START LISTED RECORDS

PR #81315, opened 2020-04-24
Update R in r.rb from 3.6.3 to 4.0.0

vincentarelbundock:
After making all changes to the cask:

- [x] `brew cask audit --download {{cask_file}}` is error-free.
- [x] `brew cask style --fix {{cask_file}}` reports no offenses.
- [x] The commit message includes the cask’s name and version.
- [x] The submission is for [a stable version](https://github.com/Homebrew/homebrew-cask/blob/master/doc/development/adding_a_cask.md#finding-a-home-for-your-cask) or [documented exception](https://github.com/Homebrew/homebrew-cask/blob/master/doc/development/adding_a_cask.md#but-there-is-no-stable-version).

[token reference]: https://github.com/Homebrew/homebrew-cask/blob/master/doc/cask_language_reference/token_reference.md
[open pull requests]: https://github.com/Homebrew/homebrew-cask/pulls
[already refused]: https://github.com/Homebrew/homebrew-cask/search?q=is%3Aclosed&type=Issues
[the correct repo]: https://github.com/Homebrew/homebrew-cask/blob/master/doc/development/adding_a_cask.md#finding-a-home-for-your-cask

PR #112293, opened 2021-10-08
Fix and update versions for R, inlcuding ARM support

Amorymeltzer:
The current version is dependent on macOS >= 10.13, so this has been slightly wrong for about 18 months since #81315.  Furthermore, there is now a separate ARM build for the latest.

----

I'm not 100% on whether this is the ideal structure; is it okay to mix `MacOS.version` and `Hardware::CPU.intel?` so explicitly, or would it be preferable to nest the latter within an `else`?


SMillerDev (approved):
Thanks @Amorymeltzer !

aosavi:
Fixed it, thanks!

PR #112911, opened 2021-10-19
Add GitDock.app v0.1.11

kgoossens:

### DIFF
--- a/Casks/gitdock.rb
+++ b/Casks/gitdock.rb
@@ -8,8 +8,7 @@ cask "gitdock" do
   homepage "https://gitlab.com/mvanremmerden/gitdock"
 
   livecheck do
-    url "https://gitlab.com/api/v4/projects/28462485/releases"
-    regex(%r{gitdock/(\d+(?:\.\d+)+)/GitDock\.dmg}i)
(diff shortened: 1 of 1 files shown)


miccal:
Not sure what the issue is here:
```
Error: exception while auditing gitdock: undefined method `<' for nil:NilClass
```

miccal:
Did not work -- the problem must be in the `url`.

While we investigate this further @kgoossens, could you please try to add a [`zap` stanza](https://docs.brew.sh/Cask-Cookbook#stanza-zap), thanks.

miccal:
> @miccal It is because the `url` uses the `api/v4` syntax, so the audit for the repo is trying to navigate to `https://gitlab.com/api/v4/projects/api/v4` which returns a 404.

Yes I get that, but I am not 100 % sure that is the problem because both `cura-lulzbot` and `librewolf` _do not_ do that, but  `brew audit --online --new-cask` fails for them with the same error.

kgoossens:
I've added the `zap`-stanza but the brew audit failed again in the CI pipeline.
I'm checking with @MvRemmerden to see if we can create a permalink to the release artefacts which might be a workaround for the failure 🤞

PR #112973, opened 2021-10-20
Update oracle-jdk from 17 to 17.0.1, set sha256 to `:no_check`

jambt:

- [ ] `brew audit --cask <cask>` is error-free. (only adapted the checksums from [the downloads page](https://www.oracle.com/java/technologies/downloads/#jdk17-mac))
- [ ] `brew style --fix <cask>` reports no offenses. (only adapted the checksums from [the downloads page](https://www.oracle.com/java/technologies/downloads/#jdk17-mac))

### DIFF
--- a/Casks/oracle-jdk.rb
+++ b/Casks/oracle-jdk.rb
@@ -2,14 +2,9 @@ cask "oracle-jdk" do
   arch = Hardware::CPU.intel? ? "x64" : "aarch64"
 
   version "17.0.1"
+  sha256 :no_check   # required as upstream package is updated in place
 
-  url "https://download.oracle.com/java/#{version.major}/latest/jdk-#{version}_macos-#{arch}_bin.dmg"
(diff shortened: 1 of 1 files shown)


bevanjkay:
> Hi @bevanjkay and thanks for your help. The `nocheck`-option makes a lot of sense. However, should we also set the `version` back to `17` then, since it might upgrade in the future?

We should still set the version to be the correct version, as it can trigger `brew upgrade` to run for this cask.
I have updated the URL to use `#{version.major}` so only the `17` is used to generate the download link.

zhangyoufu:
> The versioned downloads are only available after the applicable version is no longer the stable release.
This is not true. All release versions can be downloaded from archive URL with precise version number.

I would expect homebrew to use archive URL instead of latest URL.

bevanjkay:
@zhangyoufu You are welcome to submit a PR with the changes

PR #113263, opened 2021-10-27
monitorcontrol: undo previous commit

neutric:
I must have not been awake yet when I read the changelog and mistook "only on Big Sur and above" regarding certain features to mean "only for Big Sur and above" regarding the current release. Sorry for that!

### DIFF
--- a/Casks/monitorcontrol.rb
+++ b/Casks/monitorcontrol.rb
@@ -1,22 +1,12 @@
 cask "monitorcontrol" do
-  if MacOS.version <= :catalina
-    version "3.1.1"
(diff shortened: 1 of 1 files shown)


quinncomendant:
@neutric, why did you revert commit 36601ff? It was useful to automatically get the legacy version on older systems. I'm still on Mojave, and can't run v4. 😢

v4.0.0 requires Big Sur and above.

neutric:
@quinncomendant Thanks for pointing that out! I wasn't as thorough as I should have been and didn't notice their Compatibility section. I was probably dizzy from working through the lengthy list of changes that came with v4.0.0. Fix is already merged.

PR #113597, opened 2021-11-01
Slack: pin pre-Mojave at v4.19.0

augmentedfourth:

_not applicable_

### DIFF
--- a/Casks/slack.rb
+++ b/Casks/slack.rb
@@ -1,12 +1,18 @@
 cask "slack" do
   arch = Hardware::CPU.intel? ? "x64" : "arm64"
 
-  version "4.21.1"
+  if MacOS.version >= :mojave
+    version "4.21.1"
 
-  if Hardware::CPU.intel?
-    sha256 "8f64fdefc5354fbb75a56f5797b6a84a27a2c6f6f05fd13a4a6efc550fa510f6"
+    if Hardware::CPU.intel?
+      sha256 "8f64fdefc5354fbb75a56f5797b6a84a27a2c6f6f05fd13a4a6efc550fa510f6"
+    else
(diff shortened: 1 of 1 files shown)


augmentedfourth:
I don't know what happened here, but the CI failure seems to be an aberration that is out of my control. Can we re-run this, or merge/approve anyway?

miccal:
According to https://slack.com/intl/en-au/help/articles/115002037526-System-requirements-for-using-Slack the Slack app requires macOS 10.14 or above, and according to https://slack.com/intl/en-au/help/articles/1500001836081-Slack’s-deprecation-schedule#mac-1 support for macOS versions 10.13 and below was deprecated on the 1st of September 2021.

I think it would be better, then, to add a `depends_on macos: ">= :mojave"` then continue to provide old versions that are deprecated upstream.

augmentedfourth:
I still have an old 2010 Mac that can't run an OS past 10.13, and Slack 4.19.0 still installs successfully on it, which is why I wrote the PR this way. I'd rather be able to still manage the installation via Homebrew. I know the tool is deprecated for High Sierra, but the warning message requests that users create PRs to resolve their own issues, which is what I've done here.

miccal:
> I still have an old 2010 Mac that can't run an OS past 10.13, and Slack 4.19.0 still installs successfully on it, which is why I wrote the PR this way. I'd rather be able to still manage the installation via Homebrew. I know the tool is deprecated for High Sierra, but the warning message requests that users create PRs to resolve their own issues, which is what I've done here.

Thanks @augmentedfourth, but since support for this version of macOS has been deprecated upstream we cannot accept this change.

Please consider hosting this version [in your own Tap](https://docs.brew.sh/How-to-Create-and-Maintain-a-Tap) so that your installation can still be managed by Homebrew.

PR #113602, opened 2021-11-01
Update gpg-suite from 2021.1,105 to 2021.2

lebdron:

### DIFF
--- a/Casks/gpg-suite-no-mail.rb
+++ b/Casks/gpg-suite-no-mail.rb
@@ -1,15 +1,14 @@
 cask "gpg-suite-no-mail" do
-  version "2021.1,105"
-  sha256 "383bd6ab4791ee51e0f67955ad1ab70bb3a2a1e5c71f6a7f42f53b92684106e0"
+  version "2021.2"
+  sha256 "828df766dec3aa1ad4fbd29c8dd6a830d756694fae1a9f38ae78b6cfcf403f52"
 
-  url "https://releases.gpgtools.org/GPG_Suite-#{version.before_comma}_#{version.after_comma}.dmg"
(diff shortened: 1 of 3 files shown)


samford:
The `appcast.xml` file used in the `livecheck` block doesn't include information for 2021.2 (yet?). Seeing as the appcast doesn't give us the correct latest version, it may be better to simply parse the version from the download link on the homepage:

```ruby
  livecheck do
    url :homepage
    regex(/href=.*?GPG_Suite[._-]v?(\d+(?:\.\d+)+)\.dmg/i)
  end
```

The `gpg-suite-pinentry` and `gpg-suite-no-mail` casks should be updated as well but I'll leave it up to our homebrew/cask maintainers whether we should do this altogether or in separate PRs. However that happens, the `livecheck` blocks in the variant casks can be updated as follows (since they use the same `url` as `gpg-suite` and `gpg-suite` is the canonical cask):

```ruby
  livecheck do
    cask "gpg-suite"
  end
```

This helps to ease our maintenance burden, as we only have to keep the `gpg-suite` `livecheck` block up to date and the others will automatically inherit any changes.

lebdron:
@samford Thank you for the reply! Should we also handle an optional `after_comma` case, or that should be done only if it appears in the link again?

miccal:
Let's update `gpg-suite-no-mail` and `gpg-suite-pinentry` in a separate PR.

NSBrianWard:
For whatever reason, updating via brew didn't actually increment my gpg-suite version, despite seeing that I got the update in brew. I was still stuck on 2021.1 according to the gpg app itself (from the preferences pane). I had to uninstall/reinstall the cask to get the correct version. Unsure what happened there. It seems to be working now though!

PR #113619, opened 2021-11-02
x2goclient: add desc

neutric:

### DIFF
--- a/Casks/x2goclient.rb
+++ b/Casks/x2goclient.rb
@@ -13,8 +13,8 @@ cask "x2goclient" do
   homepage "https://wiki.x2go.org/doku.php"
 
   livecheck do
-    url :url
-    strategy :extract_plist
+    url "https://wiki.x2go.org/doku.php/doc:release-notes-mswin"
+    regex(/x2goclient[._-]v?(\d+(?:\.\d+)+)/i)
   end
 
   depends_on macos: ">= :el_capitan"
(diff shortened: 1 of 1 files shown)


neutric:
Is there a way to tell livecheck to extract parts of the version string taken from the cask description? The current version `4.1.2.2` can be scraped off of the homepage easily, but the date that is part of the download URL and thus part of `version` (4.1.2.2,20200213 ) is a problem.

neutric:
`:extract_plist` is also failing locally with `Error: x2goclient: Unable to get versions`

miccal:
@neutric happy with this?

neutric:
@miccal Thanks for your help! I prefer versioned URLs, or rather the checksumming that comes with them, but this will have to do I suppose.

miccal:
> @miccal Thanks for your help! I prefer versioned URLs, or rather the checksumming that comes with them, but this will have to do I suppose.

I do too, but the problem was coming up with a `livecheck` that would work for the versioned `url`'s and I noticed from https://code.x2go.org/releases/ that the folder for `binary-macosx/` was not updated in a regular manner, so I think it is better to stick with the `X2GoClient_latest_macosx_10_*.dmg` links.

neutric:
Totally understand! I tried using `binary-macosx/x2goclient/releases/`, which at least for the current version was updated at the same time the file for `latest` was, but then got stuck missing the date that is part of the versioned URL.

PR #113621, opened 2021-11-02
gpg-suite-no-mail 2021.2

miccal:
https://github.com/Homebrew/homebrew-cask/pull/113602


miccal:
Ping @samford.

samford:
This `livecheck` block works locally but the audit failure occurs because `Cask::Audit#check_livecheck_version` wasn't updated to handle a `livecheck` block that uses `#cask` to reference another cask when I introduced that feature. At the time, I wasn't aware that the cask audit uses `Livecheck#latest_version` internally and would need to be kept up to date like `#livecheck_result` in `brew bump`. This will be fixed by Homebrew/brew#12368.

PR #113801, opened 2021-11-04
electrum: fix livecheck

n-thumann:

---
The livecheck of `electrum` is broken, because there're only tags, but not releases any more (see [Wayback Machine](https://web.archive.org/web/20201111162205/https://github.com/spesmilo/electrum/releases)).


bevanjkay:
Thanks @n-thumann - I have updated the livecheck to use the homepage download panel instead, because the binaries are not hosted with GitHub anymore.

PR #113824, opened 2021-11-04
Add uninstall script for Disk Drill.app

ZepDonald:
Disk Drill comes with it's own uninstall script. Running this script instead of removing anything via Cask stanzas is much easier, more future proof and more reliable.

### DIFF
--- a/Casks/disk-drill.rb
+++ b/Casks/disk-drill.rb
@@ -14,7 +14,10 @@ cask "disk-drill" do
 
   app "Disk Drill.app"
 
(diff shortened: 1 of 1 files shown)


bevanjkay:
@ZepDonald The zap could still be useful if the app was removed outside of Homebrew as you can still clear any remaining support files by passing `--force` to the `brew uninstall --zap <token>`

ZepDonald:
Good to know! :)
I will add some more files in the next days, thanks to the official installer.

PR #130563, opened 2022-08-28
Add two new labels.

reitermarkus:
About 200 casks are still using `appcast`. This should make them easier to spot if they come up in PRs.

Also, a bunch of casks are still missing descriptions, this should make it a bit more obvious to contributors.


p-linnane:
This will be helpful. I know I've personally missed adding descriptions when updating older casks.

miccal (approved):

PR #130623, opened 2022-08-29
Fix android-file-transfer zap

malob:
Removed `rmdir: "~/Library/Application Support/Google/"` from `zap`, since this folder is used by way more things than `android-file-transfer`, including things like Google Chrome and Google Drive.

### DIFF
--- a/Casks/android-file-transfer.rb
+++ b/Casks/android-file-transfer.rb
@@ -18,9 +18,8 @@ cask "android-file-transfer" do
   app "Android File Transfer.app"
 
   zap trash: [
-        "~/Library/Application Support/Google/Android File Transfer",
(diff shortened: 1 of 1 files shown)


miccal:
Thank you @malob, but `rmdir` will only remove the folder if it is empty, so this is correct.

malob:
I disagree. This caused a bunch of folder to be deleted from my Google Drive. Folders that, although empty, I very much wanted to be there.

It was also scary since the Google Drive app on my computer started repeatedly reporting that files were being deleted. Initial I had no idea why, and it was very confusing and concerning. None of this should happen because I uninstalled on unrelated application.

miccal:
I see the problem.

miccal (approved):

malob:
Thanks! 

Perhaps there should be an automated check of some kind for this? Counting on humans to catch a trailing slash that shouldn’t be there is a dangerous game 😛

PR #131072, opened 2022-09-05
Fix regex match in list_login_items_for_app

jawshooah:
Prior to the fix:

```
/usr/local/Homebrew/Library/Taps/homebrew/homebrew-cask/developer/bin/list_login_items_for_app:37:in `process_args': undefined method `match?' for /^-+h(?:elp)?$/:Regexp (NoMethodError)
Did you mean?  match
	from /usr/local/Homebrew/Library/Taps/homebrew/homebrew-cask/developer/bin/list_login_items_for_app:65:in `<main>'
```

### DIFF
--- a/developer/bin/list_login_items_for_app
+++ b/developer/bin/list_login_items_for_app
@@ -34,7 +34,7 @@ def usage
 end
 
 def process_args
-  if /^-+h(?:elp)?$/.match?(ARGV.first)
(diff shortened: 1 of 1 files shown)


jawshooah:
Turns out I was running an ancient 2.3.x version of Ruby, and `Regexp#match?` was introduced in 2.4. Disregard

PR #131226, opened 2022-09-09
Add Rokoko Studio v1.20

ethanproia:
Real-time motion capture solution


p-linnane:
Please ensure the cask file is located in the `Casks` directory.

p-linnane:
CI is failing because the application is not `codesigned`. Please contact the upstream developer and ask them to `codesign` their application. Otherwise this will prevent the application from running on Apple Silicon machines without disabling Gatekeeper (which is not ideal).

miccal:
Thank you for your submission @ethanproia, but we cannot accept it at this time because it does not pass our signature verification check:

PR #131227, opened 2022-09-09
Add AutoRemesher v1.0.0-beta.3

ethanproia:
Automatic quad geometry retopology/remesh.
`Livecheck` stanza may need fixing

### DIFF
--- a/Casks/autoremesher.rb
+++ b/Casks/autoremesher.rb
@@ -1,6 +1,6 @@
 cask "autoremesher" do
   version "1.0.0-beta.3"
-  sha256 :no_check
+  sha256 "be8450f69d8c52e1b7cd9d3e7ecacfe6bd64fa7420c6fa3944949509338a85a7"
 
   url "https://github.com/huxingyi/autoremesher/releases/download/#{version}/autoremesher-#{version}.dmg"
   name "AutoRemesher"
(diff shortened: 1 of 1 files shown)


Casks/autoremesher.rb
```diff
@@ -0,0 +1,16 @@
+cask "autoremesher" do
+  version "1.0.0-beta.3"
+  sha256 :no_check
```
p-linnane, line 3:
```suggestion
  sha256 "be8450f69d8c52e1b7cd9d3e7ecacfe6bd64fa7420c6fa3944949509338a85a7"
```

Casks/autoremesher.rb
```diff
@@ -0,0 +1,16 @@
...
+
+  url "https://github.com/huxingyi/autoremesher/releases/download/#{version}/autoremesher-#{version}.dmg"
+  name "AutoRemesher"
+  desc "Your gateway to Megascans and Metahumans"
+  homepage "https://github.com/huxingyi/autoremesher/"
+
+  livecheck do
+    url "https://github.com/huxingyi/autoremesher/releases/"
+    strategy :header_match
```
p-linnane, line 12:
```suggestion
    url :url
    regex(/^v?(\d+(?:\.\d+)+(?:-beta\.?\d*)?)$/i)
```

p-linnane:
CI is failing because the application is not `codesigned`. Please contact the upstream developer and ask them to `codesign` their application. Otherwise this will prevent the application from running on Apple Silicon machines without disabling Gatekeeper (which is not ideal).

miccal:
Thank you for your submission @ethanproia, but we cannot accept it at this time because it does not pass our signature verification check:

PR #131385, opened 2022-09-10
kindle-previewer: Change livecheck

p-linnane:
Existing livecheck is broken due to changes on Amazon's side. The page requests you contact Amazon about accessing the page in an automated manner instead of serving the content.

I've changed the strategy to `:extract_plist` which is obviously not ideal, but works.

### DIFF
--- a/Casks/kindle-previewer.rb
+++ b/Casks/kindle-previewer.rb
@@ -1,5 +1,5 @@
 cask "kindle-previewer" do
-  version "3.67.0"
+  version "3.67"
   sha256 :no_check
 
   url "https://d2bzeorukaqrvt.cloudfront.net/KindlePreviewerInstaller.pkg",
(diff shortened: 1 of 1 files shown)


p-linnane:
Would love some insight from @samford here.

samford (commented):
The existing check works if the user agent is set to `:browser` but this won't be possible until after I create a PR for the `options` feature (along with the ancillary work to handle a `user_agent` option). I have everything implemented locally but I've been waiting for the GSoC `livecheck` PR to wrap up to rebase my work and create a PR (though I should simply create a draft PR in the interim time, for the sake of discussion).

Regarding an `ExtractPlist` approach, the pkg file is 500+ MB and the install count isn't too high (30 days: 47, 90 days: 134, 365 days: 622), so I kind of lean towards just skipping this for the time being. The GSoC project should be over by the beginning of October (and the related PR should be finished sometime before then), so the change in this PR will likely only matter for the next few weeks (i.e., we would only miss 1-2 `kindle-previewer` versions, if any).

However, one can also make the argument that we would only be using `ExtractPlist` for the same amount of time, so I'll defer to the cask maintainers whether it would be worth it to them. I've added a suggestion if we want to skip this in the end but I would wait to do anything until a cask maintainer weighs in on this.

END LISTED RECORDS

> **INSTRUCTIONS TO FOLLOW**
Reproduce word for word the lines of the records above, beginning at the first and ending with the line where "- [x] The commit" appears, and nothing past it.

> **OUTPUT FOR THIS TASK**
PR #81315, opened 2020-04-24
Update R in r.rb from 3.6.3 to 4.0.0

vincentarelbundock:
After making all changes to the cask:

- [x] `brew cask audit --download {{cask_file}}` is error-free.
- [x] `brew cask style --fix {{cask_file}}` reports no offenses.
- [x] The commit message includes the cask’s name and version.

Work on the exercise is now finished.